Beginning his much-sought managing career in 1977, Tommy Lasorda won two National League West titles and two National League Championship Series in his first two seasons as Dodger manager.

The team fell both times in the World Series to the Yankees. In 1978, the Dodgers lost their final four games in a row, and were wiped out by a combined 19-4 score in the final two.

The 1979 Dodgers were a disaster — in last place at the All-Star break before rallying to finish third in the division, but still with their worst record in more than a decade.

The 1980 Dodgers were a competitive team in a thrilling division race, but on the brink of completing an historic comeback, dissolved in a 7-1 defeat that makes Game 7 of the 2017 World Series look ultra-close.

So after four years at the helm, the 53-year-old Lasorda averaged 91 wins per season, with two division titles, while extending the Dodgers’ drought without winning a World Series to 15 years, the longest gap in Los Angeles history.

Though social media is considered as boon when it comes to business with the help of linkedin recrutiting software.I don’t think I’m going out on a limb to suggest that if social media had existed back in October 1980, the cries for Lasorda’s head would have been deafening. I can still hear faint echoes from talk radio.

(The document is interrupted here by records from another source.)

PR #484, opened 2019-03-24
Akismet on soft delete

innatewonderer:
This PR contains Akismet logic on a user model as well as the `.spam?` check during user#create (only).

### DIFF
--- a/app/controllers/profiles_controller.rb
+++ b/app/controllers/profiles_controller.rb
@@ -4,7 +4,7 @@ class ProfilesController < ApplicationController
   def update
     @user.profile.update(profile_params)
     if @user.spam?
-      @user.is_spam = @user.spam?
+      @user.is_spam = true
       # delete all user's associations
       @user.soft_delete_with_relations
       flash[:error] = "Hrm, robots marked you as spam. If this was done in error, please email support@alonetone.com and magic fairies will fix it right up."
--- a/app/controllers/profiles_controller.rb
+++ b/app/controllers/profiles_controller.rb
@@ -3,7 +3,15 @@ class ProfilesController < ApplicationController
 
   def update
     @user.profile.update(profile_params)
-    redirect_back(fallback_location: edit_user_path(@user))
+    if @user.spam?
+      @user.is_spam = @user.spam?
+      # delete all user's associations
+      @user.soft_delete_with_relations
+      flash[:error] = "Hrm, robots marked you as spam. If this was done in error, please email support@alonetone.com and magic fairies will fix it right up."
+      redirect_to logout_path
+    else
+      redirect_back(fallback_location: edit_user_path(@user))
+    end
   end
 
   protected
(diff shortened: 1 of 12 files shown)


sudara:
This looks gerat! But we need a way to "unspam" and correct Akismet (via the admin interface) before we can let the app mark things as spam I think...

sudara:
To keep the admin interface making sense, I think we need:

1) A "Only Spam" navigation item under "Users" (I think we want to keep "Deleted" because a user can be deleted for many reasons, not just spam).

2) A "Spam" button that marks the user as spam *and* deletes and then changes to an "Unspam" button that notifies akismet and restores. In other words, we can just always assume spamming/unspamming changes the deleted state of the user in the app.

image

innatewonderer:
Flow

Spam user
-> user.is_spam = true
-> user.soft_delete
-> user.soft_delete_relations
-> show RESTORE btn

Restore user
-> user.restore
-> user.restore_relations
-> show UNSPAM btn if user.is_spam?
-> show DELETE btn

Delete user
-> user.soft_delete
-> user.soft_delete_relations
-> show RESTORE btn

app/controllers/profiles_controller.rb
```diff
@@ -3,7 +3,15 @@ class ProfilesController < ApplicationController
 
   def update
     @user.profile.update(profile_params)
-    redirect_back(fallback_location: edit_user_path(@user))
+    if @user.spam?
+      @user.is_spam = @user.spam?
```
sudara: The `.spam?` call makes an API request here, so we'd probably want to avoid 2 requests and do
```suggestion
      @user.is_spam = true
```

app/controllers/users_controller.rb
```diff
@@ -30,8 +30,16 @@ def new
   end
 
   def create
-    @user = User.new(user_params)
-    if is_a_bot? && @user.valid?
+    @user = User.new(user_params_with_ip)
+
+    if @user.spam?
+      @user.is_spam = @user.spam?
```
sudara: And here

```suggestion
      @user.is_spam = true
```

app/controllers/profiles_controller.rb
sudara: Down the line, we could (should?) maybe make this a background jerb to avoid a network request in our request cycle. But we'd have to think through the logic on the UI side (maybe we show the flash[:error] on every request by the logged in user where `is_spam` is true?)

app/controllers/users_controller.rb
```diff
@@ -33,7 +33,7 @@ def create
     @user = User.new(user_params_with_ip)
 
     if @user.spam?
-      @user.is_spam = @user.spam?
+      @user.is_spam = true
```
innatewonderer: ah, I see... it makes the call every time you call `is_spam?`.
For some reason I assumed it'd get cached... Good catch.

So — and this is a sincere question — should Lasorda have been fired before the 1981 season?

I’m not blind to Lasorda’s weaknesses, but living through that time, in no way did I think Lasorda should have been canned. That’s not to say it was impossible for the Dodgers to do better in choosing a skipper, but it was understood that managers can learn from their mistakes, and that managers aren’t entirely responsible even if the team they are given doesn’t execute the way it should. (The same could be said for front offices.)

Lasorda had shown the capacity for winning, and it was still early in his career. I think the Dodgers were correct in showing faith in him.